* Problem requirements *
The answer must consist of every line from the entries that holds the word "premerge".

* Available data *
PR #691, opened 2025-12-27
[CI] Wire up premerge advisor debug mode

boomanaiden154:
Add a basic integration to ensure we are creating output and wire
everything up in server.py so we actually emit logs into an accessible
place.

### DIFF
--- a/premerge/advisor/advisor.py
+++ b/premerge/advisor/advisor.py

* Finished task *
[CI] Wire up premerge advisor debug mode
--- a/premerge/advisor/advisor.py
+++ b/premerge/advisor/advisor.py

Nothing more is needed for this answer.